Someone who does do this silly talk, please explain.
Or shall I say pleeeez xplain!...


----------



## Mindy_O_Lluin (Sep 8, 2002)

Please don't. I guess I am a snob also (or just lazy), because if someone types like that, I consider it disrepectful since it's a waste of my time to decypher it - which I won't. I just skip over it and assume they didn't really want to be heard. If a person want's to be heard, it's their responsibility to communicate clearly.


----------



## HLGStrider (Sep 8, 2002)

I have a heck of a time reading it too... I don't do chat rooms and only come across it occasionally on MSN messenging... and most of the people there are my friends and most of them are homeschoolers, and we pride ourselves on a sort of aloof intellectual snobbery and good spelling...


----------



## Maedhros (Sep 8, 2002)

> I have no intention of pursuing this matter, I am just keen to know why individuals would use the same type of wording in this forum as they might in a chatroom or instant messaging facility.


Well Anc, I guess that it depends on the part of the forum. I basically stay in the book section and in the area of my guild. I hardly ever see such "writting" because those areas are "serious" if you will.
Because you have to watch the entire forum, there are other less "serious" areas that if you post something using that "writting", it really doesn't matter.



> Don't worry, I am not venturing off on some crusade to rid the forum of 'chatspeak'


Well, at least you could offer a prize for the people with the best grammar and spelling in the forum.
You could give TTF spelling bees.


----------



## Mormegil (Sep 9, 2002)

I dont like it when people use the chatroom style spellings on TTF. It's the wrong environment for it.
The shortened, ungrammatical chatroom speak is designed to get your speech across quickly in a chatroom environment. I have used this style of writing in the past when I have been on chatrooms, I also use it regularly when sending text messages from my mobile phone, in order to save space.
However I would never use it on TTF because there is no need. The forum is not an IM service, it is a message board. Threads are not 2 minute conversations, they can go on for months. People have the opportunity to type properly and should take it.

Another issue I have with people using this type of writing on TTF is that if native English speakers are having trouble deciphering it, then it must be so much worse for people who don't have English as a first language. This is bad because TTF is a gathering of Tolkien fans from different countries all over the world.


----------



## In Flames (Sep 9, 2002)

I agree, there is no need for that kind of typing on TTF. I mean you have the time to really think what you will write. And another thing that Mormegil said about people that don't have English as their first language, Im from Sweden and concider myself pretty good at understanding and writing English. But when someone use the chatstyle typing i sometimes have to really stop and look at each "word" to figure out the meaning of it.

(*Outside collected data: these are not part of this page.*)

PR #4037, opened 2023-06-05
Add default value for branch name when creating from experiment

### LINKED ISSUE #4026: create branch: don't require a name
By default, `dvc exp branch` now generates a name like `couth-bean-branch` for an exp named `couth-bean`. Could we auto-fill a default name for the branch that matches that naming scheme?

mattseddon:
Closes #4026.

> By default, dvc exp branch now generates a name like couth-bean-branch for an exp named couth-bean. Could we auto-fill a default name for the branch that matches that naming scheme?

### Demo

https://github.com/iterative/vscode-dvc/assets/37993418/5ea3ca35-bddb-474d-b979-aa9d136636d1

### DIFF
--- a/extension/src/experiments/commands/register.ts
+++ b/extension/src/experiments/commands/register.ts
@@ -129,11 +129,7 @@ const registerExperimentInputCommands = (
 ): void => {
   internalCommands.registerExternalCliCommand(
     RegisteredCliCommands.EXPERIMENT_BRANCH,
-    () =>
-      experiments.getCwdExpNameAndInputThenRun(
-        getBranchExperimentCommand(experiments),
-        Title.ENTER_BRANCH_NAME
-      )
+    () => experiments.createExperimentBranch()
   )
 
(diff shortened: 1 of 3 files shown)


extension/src/experiments/commands/register.ts
```diff
@@ -129,11 +129,7 @@ const registerExperimentInputCommands = (
 ): void => {
   internalCommands.registerExternalCliCommand(
     RegisteredCliCommands.EXPERIMENT_BRANCH,
-    () =>
-      experiments.getCwdExpNameAndInputThenRun(
-        getBranchExperimentCommand(experiments),
-        Title.ENTER_BRANCH_NAME
-      )
+    () => experiments.createExperimentBranch()
```
mattseddon, line 132: [F] This function is no longer general so may as well give it a better name and remove the need to pass values.

julieg18 (approved):
Looks good!

PR #4041, opened 2023-06-06
Fix table stories and data types

mattseddon:
Follow up from #3980 / #4036 (Table stories got broken)


extension/src/cli/dvc/contract.ts
```diff
@@ -62,7 +62,6 @@ export const fileHasError = (file: FileDataOrError): file is DvcError =>
 
 export const DEFAULT_EXP_SHOW_OUTPUT = [
   {
-    branch: undefined,
```
mattseddon, line 65: [F] This is only added when sending data to the webview. No need for it to be in the output.

julieg18 (approved):
Whoops, forgot to check storybook when I was reviewing :woman_facepalming:

PR #4044, opened 2023-06-06
Exclude codicons.mjs from eslint

mattseddon:
Suppresses this error:

image


demo
julieg18, line 1: I don't think the demo project update should be here :)

julieg18 (approved):

PR #4621, opened 2023-09-05
fix: show current max depth value instead of 0

yathomasi:
<table>
<tr>
 <th> Current
 <th> PR
<tr>
 <td> 

https://github.com/iterative/vscode-dvc/assets/20840228/d19f93c9-118a-4e15-943f-c0dc2ecbfc3e

 <td>

https://github.com/iterative/vscode-dvc/assets/20840228/7acfa69f-a691-4f43-b5ba-9a921b25c633

</table>

### DIFF
--- a/extension/src/experiments/webview/messages.ts
+++ b/extension/src/experiments/webview/messages.ts
@@ -19,7 +19,7 @@ import { ExperimentsModel } from '../model'
 import { SortDefinition } from '../model/sortBy'
 import { getPositiveIntegerInput } from '../../vscode/inputBox'
 import { Title } from '../../vscode/title'
-import { ConfigKey, setConfigValue } from '../../vscode/config'
+import { ConfigKey, getConfigValue, setConfigValue } from '../../vscode/config'
 import { NUM_OF_COMMITS_TO_INCREASE } from '../../cli/dvc/constants'
 import { Pipeline } from '../../pipeline'
 import { collectColumnsWithChangedValues } from '../columns/collect'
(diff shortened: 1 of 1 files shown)


extension/src/experiments/webview/messages.ts
```diff
@@ -376,9 +376,10 @@ export class WebviewMessages {
   }
 
   private async setMaxTableHeadDepth() {
+    const currentValue = getConfigValue(ConfigKey.EXP_TABLE_HEAD_MAX_HEIGHT)
     const newValue = await getPositiveIntegerInput(
       Title.SET_EXPERIMENTS_HEADER_HEIGHT,
-      { prompt: 'Use 0 for infinite height.', value: '0' },
+      { prompt: 'Use 0 for infinite height.', value: currentValue },
```
mattseddon, line 382: At the start of the "PR demo" there is no config option set but "5" is shown for the value. How did that happen? Should this be `currentValue ?? '0'` or similar?

mattseddon: Oh, the default is set in `package.json`

```
        "dvc.experimentsTableHeadMaxHeight": {
          "description": "Maximum height of Experiment table head rows. Use 0 for infinite height.",
          "type": "number",
          "default": 5
        }
```

yathomasi: Actually, I kind of assumed `5` must have been set as the default value somewhere as it's the same in Studio. But, I didn't know where, so thanks for sharing 😄.

PR #4626, opened 2023-09-06
Fix custom plots breaking with non-numeric values

### LINKED ISSUE #4625: `Custom plots`: Fail to render when selected parameter is not numeric
I created a custom plot by selecting a parameter containing different string values. The plot is empty:

Screenshot 2023-09-06 130254

However, I can export with `Save as JSON` and see the expected values:

```json
[
    {
        "id": "main",
        "metric": 0.9340795388735517,
        "param": "shufflenet_v2_x2_0"
    },
    {
        "id": "309c133",
        "metric": 0.8923946870030989,
        "param": "shufflenet_v2_x2_0"
    },
    {
        "id": "rimed-acre",
        "metric": 0.9288800744178878,
        "param": "squeezenet1_1"
    },
    {
        "id": "cadgy-loup",
        "metric": 0.9355338898522014,
        "param": "resnet34"
    },
    {
        "id": "tawie-moxa",
        "metric": 0.9305068735503278,
        "param": "alexnet"
    },
    {
        "id": "parky-many",
        "metric": 0.9340795388735517,
        "param": "shufflenet_v2_x2_0"
    }
]
```

Maybe we could create an index of unique values and use it as the horizontal axis while displaying the associated string as label?

julieg18:
## `main`

image

## PR

image

~Looks buggy due to the length of the param string, but that would not be a quick fix since I'd need to do some extra research on what we could do.~

Fixes #4625

### DIFF
--- a/extension/src/plots/model/custom.ts
+++ b/extension/src/plots/model/custom.ts
@@ -69,7 +69,16 @@ export const checkForCustomPlotOptions = (
   return false
 }
 
-export const createSpec = (title: string, metric: string, param: string) =>
+const getSpecDataType = (type: string) =>
+  type === 'number' ? 'quantitative' : 'nominal'
+
+export const createSpec = (
+  title: string,
+  metric: string,
+  param: string,
+  metricType: string,
+  paramType: string
+) =>
   ({
     $schema: 'https://vega.github.io/schema/vega-lite/v5.json',
     data: { name: 'values' },
@@ -80,7 +89,7 @@ export const createSpec = (title: string, metric: string, param: string) =>
           zero: false
         },
         title: param,
-        type: 'quantitative'
+        type: getSpecDataType(paramType)
       },
       y: {
         field: 'metric',
@@ -88,7 +97,7 @@ export const createSpec = (title: string, metric: string, param: string) =>
           zero: false
         },
         title,
-        type: 'quantitative'
+        type: getSpecDataType(metricType)
       }
     },
     height: 'container',
--- a/extension/src/plots/model/custom.ts
+++ b/extension/src/plots/model/custom.ts
@@ -84,6 +84,10 @@ export const createSpec = (
     data: { name: 'values' },
     encoding: {
       x: {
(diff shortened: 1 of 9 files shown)


extension/src/plots/model/custom.ts
```diff
@@ -69,7 +69,16 @@ export const checkForCustomPlotOptions = (
   return false
 }
 
-export const createSpec = (title: string, metric: string, param: string) =>
+const getSpecDataType = (type: string) =>
+  type === 'number' ? 'quantitative' : 'nominal'
```
julieg18, line 73: When custom plots were first created, I had them set to `nominal` by default due to the fact that none-number values break on `quantitive`. Somewhere down the line, it must have changed back to `quantitive` 🤔.  I think it was because only `quantitive` orders the number values correctly.

extension/src/test/fixtures/expShow/base/customPlots.ts
```diff
@@ -9,7 +9,7 @@ import { Experiment } from '../../../../experiments/webview/contract'
 export const customPlotsOrderFixture: CustomPlotsOrderValue[] = [
   {
     metric: 'summary.json:loss',
-    param: 'params.yaml:dropout'
+    param: 'params.yaml:log_file'
```
julieg18, line 12: I updated the fixture to include a string param for testing but this did lead me to touching practically every custom plots test, despite this being a rather small spec change 😅

mattseddon (approved):
Is it possible to change the angle of this axis label or truncate it?:

image

mattseddon:
Take a look here: https://vega.github.io/vega-lite/docs/axis.html#labels

julieg18:
> Is it possible to change the angle of this axis label or truncate it?:
> Take a look here: https://vega.github.io/vega-lite/docs/axis.html#labels

Thanks, I now see I can adjust label and title padding, fixing the overlap issue! I'll go ahead and add it here instead of following up like originally planned.

PR #4627, opened 2023-09-06
Add data file validation to plots wizard

julieg18:
# 2/3 `main` <= #4586 <= this <= #4628

## Demo

~https://github.com/iterative/vscode-dvc/assets/43496356/48244e71-0b2d-4fb3-b457-59c424fc6714~

https://github.com/iterative/vscode-dvc/assets/43496356/f5f1c032-87e1-4322-85ec-4be01e289beb

Part of https://github.com/iterative/vscode-dvc/issues/3539


extension/src/pipeline/util.test.ts
```diff
@@ -94,6 +98,79 @@ describe('pickPlotConfiguration', () => {
...
+
+    const result = await pickPlotConfiguration()
+
+    expect(result).toStrictEqual(undefined)
+  })
+
+  const failedToParseMessage =
+    'Failed to find field options for plot data. Is your file following DVC plot guidelines for [JSON/YAML](https://dvc.org/doc/command-reference/plots/show#example-hierarchical-data) or [CSV/TSV](https://dvc.org/doc/command-reference/plots/show#example-tabular-data) files?'
+
+  it('should show a toast message if file fails to parse', async () => {
```
mattseddon, line 112: [N] `the file` or `a file` => check these `it` statements 😬

extension/src/pipeline/util.test.ts
```diff
@@ -94,6 +98,79 @@ describe('pickPlotConfiguration', () => {
...
+      ],
+      { field1: [{ field1: 1, field2: 2 }] }
+    ]
+
+    for (const [ind, val] of invalidValues.entries()) {
+      mockedLoadYaml.mockReturnValueOnce(val)
+
+      await pickPlotConfiguration()
+
+      expect(mockedShowError).not.toHaveBeenCalledTimes(1)
```
mattseddon, line 169: [N] `expect(mockedShowError).not.toHaveBeenCalled()` (if it was called twice this would pass)

mattseddon: [I] ... wait, I am confused. `invalidValues` is a very misleading const name. Should be `validValues`. Right?

mattseddon: [Q] Will the file be parsed if the records (lines) have different keys? Can we add a test for that?

extension/src/pipeline/util.ts
```diff
@@ -85,13 +87,45 @@ export type PlotConfigData = {
...
-  const keys = Object.keys(data[0])
+  const file = await pickDataFile()
+
+  if (!file) {
+    return
+  }
+
+  const data = await parseDataFile(file)
+  const failedToParseMessage =
+    'Failed to find field options for plot data. Is your file following DVC plot guidelines for [JSON/YAML](https://dvc.org/doc/command-reference/plots/show#example-hierarchical-data) or [CSV/TSV](https://dvc.org/doc/command-reference/plots/show#example-tabular-data) files?'
```
mattseddon, line 118: [I] I would split this and show a different message when parsing throws an error/returns nothing vs the data has < 2 keys. On first read `field options for plot data` is ambiguous/needs more context. 

As an end goal we would want to tell the user:

1. If the file did not parse successfully
2. If the file was empty
3. There are not enough keys to generate a plot

As splitting 1/2 out would require a large refactor I'd suggest breaking out the message to 1+2 or 3.

E.g. 

`'Failed to parse the requested file. Does the file contain data and follow the DVC plot guidelines for [JSON/YAML](https://dvc.org/doc/command-reference/plots/show#example-hierarchical-data) or [CSV/TSV](https://dvc.org/doc/command-reference/plots/show#example-tabular-data) files?'`
and 
`'The request file does not contain enough keys (columns) to generate a plot. Does the file follow the DVC plot guidelines for [JSON/YAML](https://dvc.org/doc/command-reference/plots/show#example-hierarchical-data) or [CSV/TSV](https://dvc.org/doc/command-reference/plots/show#example-tabular-data) files?'`

extension/src/util/object.ts
```diff
@@ -11,3 +11,6 @@ export const createTypedAccumulator = <T extends string>(
   }
   return acc
 }
+
+export const isObject = (value: unknown): value is Record<string, unknown> =>
+  !!(value && !Array.isArray(value) && typeof value === 'object')
```
mattseddon, line 16: [F] This looks like a duplicate of `isValueTree`. 

[Q] Not massively important but can we reuse this there?

i.e. 
```
export const isValueTree = (
  value: Value | ValueTree
): value is NonNullable<ValueTree> =>
  isObject(value)
```

mattseddon (approved):

extension/src/pipeline/util.test.ts
julieg18: > [I] ... wait, I am confused. invalidValues is a very misleading const name. Should be validValues. Right?

Yes, invalidValues is a typo, whoops!

> [Q] Will the file be parsed if the records (lines) have different keys? Can we add a test for that?

File will pass anyway since I was trying to keep file validation on the simpler side. We can go ahead and check for values throughout the array though!

extension/src/pipeline/util.ts
julieg18: Good idea! Update the messaging!

extension/src/util/object.ts
julieg18: Reused `isValueTree`

PR #4628, opened 2023-09-06
Correctly parse dvc.yaml on plot creation

julieg18:
# 3/3 `main` <= #4586 <= #4627 <= this

https://github.com/iterative/vscode-dvc/assets/43496356/24ae3040-465c-4522-b78b-90d549ac3bff

Part of #3539


extension/src/fileSystem/index.ts
```diff
@@ -200,14 +200,60 @@ stages:
...
+  } catch {
+    Logger.error(`failed to load yaml ${path}`)
+  }
+}
+
+const getYamlFileIndent = (lines: string[]) => {
+  const firstLineWithInd = lines.find(line => line.startsWith(' ')) || ''
+  const spacesMatches = firstLineWithInd.match(/^( +)[^ ]/)
+  const spaces = spacesMatches?.[1]
+
```
julieg18, line 221: This appeared to be the simplest way to get the indent length.

extension/src/fileSystem/index.ts
```diff
@@ -200,14 +200,60 @@ stages:
...
+  }
+
+  const { doc, lineCounter } = dvcYamlDoc
   const { dataFile, ...plot } = plotObj
   const plotName = relative(cwd, dataFile)
   const dvcYamlLines = readFileSync(dvcYamlFile, 'utf8').split('\n')
-  const plotYaml = yaml.stringify({ plots: [{ [plotName]: plot }] }).split('\n')
+  const indent = getYamlFileIndent(dvcYamlLines)
+
+  const plots = doc.get('plots', true) as yaml.YAMLSeq | undefined
```
julieg18, line 239: We use the `yaml` package's [Document API](https://eemeli.org/yaml/#documents) to check if the plots exist and get the last position of the plots item for inserting lines into the yaml file.

mattseddon: As a follow up can you PTAL at `vscode`'s `WorkspaceEdit` API (should be able to use `insert`). We don't have to use it but it could simplify things.

extension/src/fileSystem/index.ts
mattseddon: Potentially different sections could have different indentations. Can we match the plots section as a priority (if it exists)

mattseddon (approved):

extension/src/fileSystem/index.ts
julieg18: Updated the code to search the plots section for indent spaces if plots exists!

PR #4629, opened 2023-09-07
Add ability to zoom and pan plots when zoomed

### LINKED ISSUE #4530: Plots: Ability to zoom and maybe pan
Is it possible to zoom the metrics plots within a selected local rectangular window as in TensorBoard? I couldn't figure out how if. Selecting a rectangular zoom window and zooming out again fully via a simple interaction (e.g., double click as in TensorBoard) would be quite useful. Also being able to then pan that window would be nice (SHIFT + left click drag in TensorBoard).

mattseddon:
Closes #4530
Related to https://github.com/iterative/dvc-render/issues/7

This PR adds the ability to zoom (using the mouse wheel) and pan plots when they are focused. I have limited the change to only focused because it mitigates the unexpected behaviour of the plot being zoomed when the user is trying to scroll between plots.

Types covered by this change?:

1. Scatter plots
2. Smooth plots
3. Simple plots
4. Horizontal bar plots
5. Custom plots

What's not covered:

- Confusion matrices (and probably other multiview plots)

### Demo

https://github.com/iterative/vscode-dvc/assets/37993418/63dc7c1f-4585-4fa7-bda0-f99a58105200

Note: has the potential to break custom templates.

### DIFF
--- a/webview/src/plots/components/ZoomedInPlot.tsx
+++ b/webview/src/plots/components/ZoomedInPlot.tsx
@@ -3,7 +3,10 @@ import VegaLite, { VegaLiteProps } from 'react-vega/lib/VegaLite'
 import { Config } from 'vega-lite'
 import merge from 'lodash.merge'
 import cloneDeep from 'lodash.clonedeep'
-import { reverseOfLegendSuppressionUpdate } from 'dvc/src/plots/vega/util'
+import {
+  makePlotZoomOnWheel,
+  reverseOfLegendSuppressionUpdate
+} from 'dvc/src/plots/vega/util'
 import { TemplateVegaLite } from './templatePlots/TemplateVegaLite'
 import styles from './styles.module.scss'
 import { getThemeValue, ThemeProperty } from '../../util/styles'
@@ -40,6 +43,12 @@ export const ZoomedInPlot: React.FC<ZoomedInPlotProps> = ({
   isTemplatePlot,
   openActionsMenu
 }: ZoomedInPlotProps) => {
+  const isCustomPlot = !isTemplatePlot
+  const hasSmoothing =
+    isTemplatePlot &&
+    (props.spec as { params?: { name: string }[] }).params?.[0]?.name ===
+      'smooth'
+
   const zoomedInPlotRef = useRef<HTMLDivElement>(null)
 
   useEffect(() => {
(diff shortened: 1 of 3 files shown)


webview/src/plots/components/ZoomedInPlot.tsx
```diff
@@ -40,6 +43,12 @@ export const ZoomedInPlot: React.FC<ZoomedInPlotProps> = ({
   isTemplatePlot,
   openActionsMenu
 }: ZoomedInPlotProps) => {
+  const isCustomPlot = !isTemplatePlot
+  const hasSmoothing =
+    isTemplatePlot &&
+    (props.spec as { params?: { name: string }[] }).params?.[0]?.name ===
+      'smooth'
```
mattseddon, line 50: [C] This is pretty brittle but will do for now. Will discuss at the next cross-team whether or not we want to push this back in to `dvc-render`.

mattseddon: worst case scenario - if the spec changes then `makePlotZoomOnWheel` will fall through to the default. The zoom/pan behaviour won't work but the template will still render.

julieg18 (approved):
Great work!

shcheklein:
Looks great! Let go for it (and can we add it to Studio?)

QQ - are there other ways to control it? A square box selection? (can be then easier to enable on the main dashboard?)

mattseddon:
> Looks great! Let go for it (and can we add it to Studio?)

Do you want me to add this to Studio?

> QQ - are there other ways to control it? A square box selection? (can be then easier to enable on the main dashboard?)

I have been through the docs and this seems like the only option without trying to directly access d3 (like tensorboard does) so there is not a simple way to "do the same thing as tensorboard". Brush zoom looks like [this](https://vega.github.io/editor/#/url/vega-lite/N4KABGBEAkDODGALApgWwIaQFxUQFzwAdYsB6UgN2QHN0A6agSz0QFcAjOxge1IRQyUa6ALQAbZskoAWOgCtY3AHaQANOCgATdHkw5gkVgCcx2LTvR9CAVgAMtuvFgVIAX3URIFeMvg6zANoaEKAQYVAA7oyaLGbSABy2HuFQGEYA1maQ6EbImMnhkMhKPpqMStRmoSmeAB5VwTVQAGaMyGKaWdp4yGqNNZB4AJ6EvTiDaITcRuimBU2QCLNjYAaa3BjlVYvtyPB4PCrj7EassIhqUMWl5ZXj9a7u-SnZtYyw2wd4YiuQbs8QJ5NKBDBrAzytdqdcaEIyMeC9eYDYajLIAR1Y6CUXx0jCofXBUCWP22602R1WOx++0OWROZwuqiuJW4ZQqWVBjwBYFcz154SBYWqhSiMQuOASSWekBQjGo+DMADYpQM0plxjk8gSXrBdjTlNt6edPiNfuUekYKLNLkUWWzqB8cAFIPUmZBQQBdR5I5k3dn6bku7aQjpdHSIqAo349VBTGamQUDUEBwmQEPQqCw+GI7meKPozHY5i4-E+wroN6OykHeDpADC3FY2LMAGY3dQ4RnmrNdfymn2BY0+x6QK4gA) or [this](https://vega.github.io/vega-lite-v4/docs/zoom.html) (note v4) as usual there is an open issue https://github.com/vega/vega-lite/issues/4742.

Issue #4620, opened 2023-09-05
Apply sorting to the entire table


Danila89:
According to this [message](https://discord.com/channels/485586884165107732/1110155971482886195/1111364895116632195) sorting and filtering in vscode extension is only applied to the experiments under commit.
I'm using the extension as a leaderboard and it would be pretty convenient to be able to sort/filter the entire table.
<img width="750" alt="image" src="https://github.com/iterative/vscode-dvc/assets/18012372/54bad9e3-2946-4bc4-b7b5-4459ef5471f9">

julieg18:
Filters were applied to commits in https://github.com/iterative/vscode-dvc/pull/4363, though sorting is currently only applied to experiments under commits.

julieg18:
> I'm using the extension as a leaderboard and it would be pretty convenient to be able to sort/filter the entire table.

@Danila89, do custom plots work for your use case instead of table sorting? You can use them to compare a metric/param across all commits and experiments:

https://github.com/iterative/vscode-dvc/assets/43496356/ee65e4ac-292f-48f3-9328-87bca4679180

Danila89:
These plots are really helpful, but it is essential for me to use some filtering of the experiments before plotting them. I didn't find the way to filter experiments before plotting them in the vscode extension.
Plots are nice in addition to sorting, not instead of it)

julieg18:
> These plots are really helpful, but it is essential for me to use some filtering of the experiments before plotting them. I didn't find the way to filter experiments before plotting them in the vscode extension.

Filtering experiments in custom plots would be simple enough to implement! Would that enhancement work for your use case or would table sorting still be needed?

Danila89:
It is OK like a workaround (and a very useful feature by the way), but table sorting is also nice to have

julieg18:
Did some research for table sorting and tried a couple ideas.

### 1. Flattening then sorting the table

By flattening the table and turning off nested rows entirely, we could sort all rows from biggest to smallest and vice versa. While I don't think this would be too hard to implement on the backend, we'd need to rethink how our table would look while flattened (how do we tell what row belongs to what commit/branch). This would require some design work and adjusting our table components to handle the possibility. 

### 2. Sorting commits along with experiments

[...]

PR #4647, opened 2023-09-08
Apply selected experiment colors to custom plots

### LINKED ISSUE #4624: `Custom Plots`: honor selected revisions and colors.
When adding a `Custom Plot`, _all_ the experiments in the table are included in the plot, but there is no signal of which revision is which (except for the tooltip).

Screenshot 2023-09-06 130013

I was expecting the `Custom Plot` to be linked to the selected revisions and to include color and legend, matching the behavior of `Data Series` plots:

Screenshot 2023-09-06 130003

mattseddon:
Closes #4624 

This PR applies the colors of selected revision to custom plots.  The legend is suppressed unless the plots is zoomed (as per the normal template plot behaviour).

### Demo

https://github.com/iterative/vscode-dvc/assets/37993418/e4978a7b-b706-4bfc-bc3a-4bb6c57c3f64

### DIFF
--- a/extension/src/plots/model/collect.ts
+++ b/extension/src/plots/model/collect.ts
@@ -42,6 +42,7 @@ import {
   getParent,
   getPathArray
 } from '../../fileSystem/util'
+import { Color } from '../../experiments/model/status/colors'
 
 export const getCustomPlotId = (metric: string, param: string) =>
   `custom-${metric}-${param}`
@@ -52,7 +53,8 @@ const getValueFromColumn = (path: string, experiment: Experiment) =>
 const getValues = (
   experiments: Experiment[],
   metricPath: string,
-  paramPath: string
+  paramPath: string,
+  renderLastIds: Set<string> = new Set<string>()
 ): CustomPlotValues => {
   const values: CustomPlotValues = []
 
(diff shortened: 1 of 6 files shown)


extension/src/plots/model/collect.ts
```diff
@@ -104,21 +115,54 @@ const getCustomPlotData = (
...
 }: {
+  colorScale: ColorScale | undefined
   plotsOrderValues: CustomPlotsOrderValue[]
   experiments: Experiment[]
   height: number
   nbItemsPerRow: number
 }): CustomPlotData[] => {
   const plots = []
 
+  const completeColorScale = fillColorScale(colorScale, experiments)
```
mattseddon, line 153: [F] If we want to respect (only show) selected revision then we just need to drop this function.

extension/src/plots/model/collect.ts
```diff
@@ -52,21 +53,28 @@ const getValueFromColumn = (path: string, experiment: Experiment) =>
...
+      continue
     }
+
+    const value = {
+      id: experiment.id,
+      metric: metricValue,
+      param: paramValue
+    }
+
+    renderLastIds.has(experiment.id)
```
mattseddon, line 75: [F] We want the selected revisions to be rendered last so they show up.

extension/src/plots/model/collect.ts
daavoo: No strong opinion but could we default to show only selected and have some sort of toggle to "show all"?

julieg18 (approved):
Great work!

extension/src/plots/model/collect.ts
mattseddon: That's a bigger change. Will come back to it after we make some changes for #4620.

And that can be frustrating.
But i havent seen it in that many places here on the TTF.


----------



## DGoeij (Sep 9, 2002)

> _Originally posted by Mormegil _
> *Another issue I have with people using this type of writing on TTF is that if native English speakers are having trouble deciphering it, then it must be so much worse for people who don't have English as a first language. This is bad because TTF is a gathering of Tolkien fans from different countries all over the world. *



Absolutely. The only experience I have in the use of chatroom writing, is in Dutch. Now and then I'm confronted with it here, in English. That is indeed very hard to decipher for me. People tel my my English is quite good, but surely not good enough to be comfortable with this chatroom chatter. I know it's not nice to ignore someone, but that's what happens with me when I encounter posts like that.


----------



## Tyaronumen (Sep 9, 2002)

I always have assumed that 'chatspeak' type communication on the internet has a relationship to the typing speed of the individual involved...

I've never used 'chatspeak' conventions very much (do use IMHO, YMMV, but these are ancient, and tried and true USENET conventions from the DarpaNET days, so should be considered exempt ), but this is mainly because I've been using computers for 20 years, and type between 90-100 words a minute, so it's actually more effort for me to think up appropriate abbreviations than it is to just type the thing out and be done with it!

I do tend to associate 'chatspeak' with a younger (or less mature?) crowd, but I tend to associate those who discriminate against the 'chatspeak' crowd with a younger/less mature crowd, also. 

Obviously, both of these are stereotypes, so I try to ignore my own tendencies regarding categorizing chatspeakers as much as possible. 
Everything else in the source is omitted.